トアはこの国の王女だ。今は変装の為、長い髪を三つ編みにして深い帽子を被っているが、その気品とオーラは無邪気さと混在して力強く存在を強調している。飛行機も地下鉄も、恐らくバスでさえあまり乗る機会は無いのだろう。きっとサモニカの護衛の元、召喚獣を使って移動しているだろうから。そんなトアを、何の躊躇いも無く発砲する様な連中がたむろするエリアに連れ出していいものだろうか。一応話し合いのつもりだけど万が一何かあった時、俺はトアを……そして絵里と千佳を、守れるのだろうか。

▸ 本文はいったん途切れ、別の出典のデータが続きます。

PR #1620, opened 2025-02-13
[#3033] Support multiple phone numbers

pi-sigma:
Taiga: https://taiga.maykinmedia.nl/project/open-inwoner/task/3033


src/open_inwoner/openklant/services.py
```diff
@@ -283,6 +283,12 @@ def update_user_from_klant(self, klant: Klant, user: User):
         if klant.telefoonnummer and klant.telefoonnummer != user.phonenumber:
             update_data["phonenumber"] = klant.telefoonnummer
 
+        if (
+            klant.telefoonnummerAlternatief
+            and klant.telefoonnummerAlternatief != user.phonenumber_alternative
+        ):
+            update_data["phonenumber_alternative"] = klant.telefoonnummerAlternatief
+
```
swrichards, line 298: I think we'd also want to implement this in the OK2 version, where we would add it as another digital address.

The difficulty might be that the primary phone number needs to have the `isStandaardAdres` flag explicitly set to true, and the alternative phonenumber must have it explicitly set to false.

src/open_inwoner/accounts/forms.py
```diff
@@ -111,6 +111,7 @@ class Meta:
             "infix",
             "last_name",
             "phonenumber",
+            "phonenumber_alternative",
```
swrichards, line 114: There's one more caveat here (apologies, I should've added this to the card): eSuite requires the primary to be set before an alternative can be added, and we should really enforce the same behavior at the form validation level (at least) and arguably also the database level. That is: you cannot have a value for the alternative, but not for the primary. Should've mentioned this earlier, my bad.

swrichards (changes requested):

src/open_inwoner/accounts/forms.py
```diff
@@ -119,12 +120,21 @@ class Meta:
     def __init__(self, *args, **kwargs):
         super().__init__(*args, **kwargs)
 
-        # make phonenumber required when 2fa-sms login is enabled
         config = SiteConfiguration.get_solo()
-        if not config.login_2fa_sms:
-            del self.fields["phonenumber"]
-        else:
-            self.fields["phonenumber"].required = True
+        self.fields["phonenumber"].required = bool(config.login_2fa_sms)
```
swrichards: `config.login_2fa_sms` is already a non-nullable bool, so should be able to just do:

```suggestion
        self.fields["phonenumber"].required = config.login_2fa_sms
```

src/open_inwoner/openklant/tests/test_openklant2_service.py
```diff
@@ -295,14 +307,19 @@ def test_update_partij_from_user(self):
...
-            ],
-            [("email", "user@bar.com"), ("telefoonnummer", "0644938475")],
+            set([(adres["soortDigitaalAdres"], adres["adres"]) for adres in adressen]),
+            set(
+                [
+                    ("email", "user@bar.com"),
+                    ("telefoonnummer", "0644938475"),
+                    ("telefoonnummer", "0687654321"),
+                ]
+            ),
```
swrichards:
```suggestion
            set([(adres["soortDigitaalAdres"], adres["adres"], adres["isStandaardAddress"]) for adres in adressen]),
            {
                    ("email", "user@bar.com", False),
                    ("telefoonnummer", "0644938475", True),
                    ("telefoonnummer", "0687654321", False),
            },
```

src/open_inwoner/accounts/models.py
```diff
@@ -324,31 +331,10 @@ class Meta:
...
-            #     name="unique_bsn_when_digid",
-            # ),
-            # CheckConstraint(
-            #     # maybe this is not correct?
-            #     check=(Q(bsn="") | Q(bsn__isnull=True))
-            #     | ~Q(login_type=LoginTypeChoices.digid),
-            #     name="check_digid_bsn_required_when_digid",
-            # ),
+            models.CheckConstraint(
+                check=~Q(phonenumber__exact="") | Q(phonenumber_alternative__exact=""),
```
swrichards, line 335: I was expecting:

```suggestion
                check=Q(phonenumber__exact="") & ~Q(phonenumber_alternative__exact=""),
```

That is: we should avoid a primary being unset _and_ a secondary being set.

src/open_inwoner/openklant/services.py
```diff
@@ -1096,19 +1105,24 @@ def get_or_create_digitaal_adres(
         partij_uuid: str,
         soortAdres: Literal["email", "telefoonnummer"],
         adres: str,
+        isStandaardAdres: bool = False,
     ) -> tuple[DigitaalAdres, bool]:
         digitale_adressen = self.filter_digitale_addressen_for_partij(
```
swrichards, line 1110: Filed an issue to add `isStandaardAdres` to the list filters (https://github.com/maykinmedia/open-klant/issues/338).

src/open_inwoner/openklant/services.py
```diff
@@ -1134,7 +1148,11 @@ def update_user_from_partij(self, partij_uuid: str, user: User):
         if phone_adressen := self.filter_digitale_addressen_for_partij(
             partij_uuid, soortDigitaalAdres="telefoonnummer", adressen=adressen
         ):
-            update_data["phonenumber"] = phone_adressen[0]["adres"]
+            for adres in phone_adressen:
+                if adres["isStandaardAdres"]:
+                    update_data["phonenumber"] = adres["adres"]
+                else:
+                    update_data["phonenumber_alternative"] = adres["adres"]
```
swrichards, line 1155: There's a slight edge case here in that there may be `>1` address for which `isStandardAdresFalse`. This is another one of those "not much we can do" cases as this is not enforced, but it might be worth explicating in a log call that there were more addresses and that we picked the last one in the last (I would also update the test to this effect).

src/open_inwoner/openklant/services.py
```diff
@@ -1096,19 +1105,24 @@ def get_or_create_digitaal_adres(
...
+        isStandaardAdres: bool = False,
     ) -> tuple[DigitaalAdres, bool]:
         digitale_adressen = self.filter_digitale_addressen_for_partij(
             partij_uuid, soortDigitaalAdres=soortAdres
         )
         for digitaal_adres in digitale_adressen:
-            if digitaal_adres["adres"] == adres:
+            if (
+                digitaal_adres["adres"] == adres
+                and digitaal_adres["isStandaardAdres"] is isStandaardAdres
```
swrichards: Because we're not directly comparing to `True`/`False` I feel that `==` might be a bit more readable than `is`, but that's a nitpick.

```suggestion
                and digitaal_adres["isStandaardAdres"] == isStandaardAdres
```

src/openklant2/types/resources/digitaal_adres.py
```diff
@@ -36,6 +36,7 @@ class DigitaalAdres(TypedDict):
     adres: str
     omschrijving: str
     soortDigitaalAdres: SoortDigitaalAdres
+    isStandaardAdres: NotRequired[bool]
```
swrichards: I think in the _output_ this field is required, but not in the create/patch data.

swrichards (changes requested):

src/openklant2/types/resources/digitaal_adres.py
pi-sigma: The docs don't specify it as required in either case. I did add it to the create data though.

src/open_inwoner/accounts/models.py
pi-sigma: The check passes if the condition evaluates to `True` (or `Null`, which is not relevant though since the phone number fields are non-nullable). The condition here describes the allowed case: primary number is not empty or secondary is empty.

src/openklant2/types/resources/digitaal_adres.py
swrichards: I am a bit confused by this myself, but my understanding is that the schema of the _read_ endpoints always contains _all_ fields, but a field might be nullable. That is, I don't think fields are ever omitted from a response, though they might be for a write endpoint (because there the API can resort to a default). Hence I am not sure if `NotRequired` ever applies to read endpoints, it would imply the shape of the response changes, which is not impossible but is usually reserved for sub-parts of an object (e.g. an attribute `details` can differ based on an `objectType` field). But the OpenAPI docs are peculiar: because they do in fact list some fields as required and `isStandaardAdres` as not, but I doubt the field is ever omitted and that this is a shortcoming of the OpenAPI Spec (or how we generate the spec).

pi-sigma: Thanks for the explanation, I wasn't aware of this peculiarity of the OpenAPI spec (or our use of it)! In that case I will update the dicts so that they reflect the actual input/output requirements.

src/open_inwoner/accounts/models.py
swrichards: Got it, confusion from my end, thanks.

swrichards (approved):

「なぁトア。俺が誘っておいて何だけど、もしも危険な空気になったらすぐ逃げよう。ストーカーされてる張本人が自ら相手の元に向かうのは、やっぱり危ない気がする。それか、ある程度まで案内してくれたら俺1人でリッシュに会うから」
これは勇気では無く弱気からくる行動である。偉そうに言える事では無いが。
「大丈夫よ、ちゃんとグラウンにも伝えてきたし。どうにかしてくれるでしょ。それにいざとなったら私が召喚術で何とかしてあげるから安心して!」
優しいわねーヤナギってば、とニヤニヤしながら付け足す。何故かトアが俺を守る展開になっている。俺が懸念しているのはトアの安全なんだけどなぁ。

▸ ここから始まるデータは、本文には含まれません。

PR #1623, opened 2025-02-14
[#3045] Add option to enable/disable indexing by search engines

pi-sigma:
Taiga: https://taiga.maykinmedia.nl/project/open-inwoner/us/3011?milestone=523


swrichards (changes requested):
LGTM, but two points:

1. We also have a `base_pdf.html` which might also avail itself of the flag.
2. We also have a bunch of error templates (`403.html`, etc). While we're doing this, it would make sense to me to simply add a static noindex to those (search engines should never pick those up, regardless of the environment).

src/open_inwoner/templates/master.html
```diff
@@ -2,6 +2,7 @@
 <html lang="nl" class="view utrecht-document openinwoner-theme {% block view_class %}view--{{ request.resolver_match.namespaces|join:'-' }}-{{ request.resolver_match.url_name }}{% endblock %}">
     <head>
         <meta charset="utf-8">
+        <meta name="robots" {% if enable_indexing %}content="all"{% else %}content="noindex"{% endif %}>
```
swrichards: I think it might be good to have a single unit test for this (perhaps just loading the index page and ensuring the flag is observed).

swrichards:
```suggestion
        <meta name="robots" content="{% if enable_indexing %}all{% else %}noindex{% endif %}">
```

src/open_inwoner/templates/403.html
```diff
@@ -1,6 +1,8 @@
 {% extends 'master.html' %}
 
-{% block menu %}{% endblock %}
+{% block extra_head %}
+    <meta name="robots" content="noindex">
+{% endblock extra_head %}
```
swrichards: Sorry I didn't notice this earlier, but I didn't realize they all inherit from `master.html`, which means we'll have the tag twice, and I am not sure what that entails for the behavior or validity of the page. But if we try to fix this at the flag level, it becomes more complicated, because then we have to also branch on whether this is an error page or not. So perhaps it makes more sense to not add this to the error pages for now, to avoid the danger the DOM tree becomes invalid.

ちなみにグラウンさんは仕事が忙しいらしく同行出来なかった。折を見て合流すると言っていたが、会議等が夕方近くまでかかるらしく、出来ればそれまでには帰ってきて欲しいと言っていた。うーん、まるで小さい子供を持つ親の様だ。トアの世話はさぞかし大変だろう。

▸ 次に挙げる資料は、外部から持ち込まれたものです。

PR #1626, opened 2025-02-18
[#3052] Fix clickthrough zaak -> vraag

pi-sigma:
Clicking through from a zaak to an associated vraag results in `AttributeError` for vragen fetched with OpenKlant.

Cause: our use of the `MultiZgwClientProxy` results is inconsistent: sometimes we use it to return a zaak, sometimes a tuple (zaak, zgw_api_group).

Taiga: https://taiga.maykinmedia.nl/project/open-inwoner/issue/3052

### DIFF
--- a/src/open_inwoner/accounts/views/contactmoments.py
+++ b/src/open_inwoner/accounts/views/contactmoments.py
@@ -202,7 +202,7 @@ class KlantContactMomentDetailView(KlantContactMomentBaseView):
             service = self.get_service(service_type=KlantenServiceType.OPENKLANT2)
 
         origin = self.request.headers.get("Referer")
-        question, zaak = service.retrieve_question(
+        question, zaak_with_api_group = service.retrieve_question(
             self.get_fetch_params(service),
             question_uuid=kwargs["kcm_uuid"],
             user=self.request.user,
@@ -220,16 +220,16 @@ class KlantContactMomentDetailView(KlantContactMomentBaseView):
             local_kcm.save()
 
         ctx["question"] = question
-        ctx["zaak"] = zaak.zaak if zaak else None
+        ctx["zaak"] = getattr(zaak_with_api_group, "zaak", None)
         case_url = (
             reverse(
                 "cases:case_detail",
                 kwargs={
-                    "object_id": str(zaak.zaak.uuid),
-                    "api_group_id": zaak.api_group.id,
+                    "object_id": str(zaak_with_api_group.zaak.uuid),
+                    "api_group_id": zaak_with_api_group.api_group.id,
                 },
             )
-            if zaak
+            if zaak_with_api_group
             else None
         )
         ctx["metrics"] = [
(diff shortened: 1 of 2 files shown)


src/open_inwoner/openklant/services.py
```diff
@@ -1464,10 +1467,18 @@ def retrieve_question(
                 question.question_kcm_uuid,
             )
             return self._build_question_dto(question_ok2=question, user=user), None
+        if len(clients) > 1:
+            logger.error("Found one zaak in multiple backends")
+            return self._build_question_dto(question_ok2=question, user=user), None
```
swrichards, line 1511: I wonder if it wouldn't make more sense to still return the first but error loudly to Sentry as we do here?

swrichards: So just error but otherwise continue as below:

```suggestion
        if len(clients) > 1:
            logger.error("Found one zaak in multiple backends")
```

The reasoning here would be that this is an invariant violation that still permits a sane default (show the first), and indeed that's the behavior the user would've experienced before adding the unwarranted second zaak. It would be undesirable to break that behavior.

On the other hand, the concept of "first" here is not deterministic, it depends on which API responds first. So that could lead to arbitrary behavior. We could perhaps fetch all and always return the oldest, and still error, so we have consistent behavior.

What do you think?

src/open_inwoner/accounts/views/contactmoments.py
```diff
@@ -220,16 +220,16 @@ def get_context_data(self, **kwargs):
             local_kcm.save()
 
         ctx["question"] = question
-        ctx["zaak"] = zaak.zaak if zaak else None
+        ctx["zaak"] = zaak_with_api_group.zaak if zaak_with_api_group else None
```
swrichards: Might be more readable:

```suggestion
        ctx["zaak"] = getattr(zaak_with_api_group, 'zaak', None)
```

swrichards (changes requested):

src/open_inwoner/openklant/services.py
pi-sigma: I agree that keeping the behavior consistent would be good, but I'm not sure the first or oldest zaak is always a sane default. Consider this scenario: a single question happens to be about z1 and z2 such that z1 < z2 in the order of time (i.e. `start_date`), but z1 has been closed already while z2 is still open. In that case we would return z1 as the topic of the question while it would make more sense to return z2, because arguably z2 is more relevant to the client. Or the other way around. A sane default would be the zaak that is most likely the most relevant for the client. But just because one zaak is older/newer doesn't mean that it's more relevant.

swrichards: That's a good point. I am still uncomfortable with not showing _any_ linked case here, I'd like to add it as a sub-task to https://taiga.maykinmedia.nl/project/open-inwoner/us/3039?no-milestone=1 -- because this is a case where a user expectation could be violated (they might know about a zaak and see it disappear later). Then we can revisit it more properly when we get around to that story. Merging this now.

pi-sigma: Sounds good. I'll create the task.

swrichards (approved):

「トア、あんたケミーと対峙した時燃えてるウサギみたいなやつ召喚したけど全然効かなくて絶句してたじゃん」
千佳が清々しい程ストレートに痛い所を突いてくる。この一切の遠慮の無さは仲の良さ故……なのだろうか。トアは珍しく言い返せない様で、言葉に詰まる。そして。
「……あの子が持ってた傘、覚えてる?」
不意に真面目なトーンに変わった。そんなトアの変化に、今度は千佳の方が口を噤んだ。若しくは、問題のケミーの傘を思い出しているのかもしれない。
あの異様な変質を遂げた、恐ろしい物体を。
「あれはね、見て分かったと思うけど普通の傘じゃないの。無機物同士が意図せず融合してしまった、召喚術によって生まれてしまった武器なのよ」
そういえばあの時も言っていた。無機物融合体の召喚武器だって。状況が状況だったので、詳しく聞く事が出来なかったんだ。
「どういう事?」
「説明が難しいんだけど……。召喚術は、異世界からこちらの世界に対象を転移させる術だっていうのは理解してるわよね? その異世界と異世界を繋ぐ門になるのが召喚図形で、道標となって通路を通すのが詠唱って事になるわけ。問題はその通路の部分なんだけど」
絵里の質問に、身振り手振りで試行錯誤しながらトアが説明する。どうやら相当ややこしい話のようで、色々悩みながら言葉を選んでいる。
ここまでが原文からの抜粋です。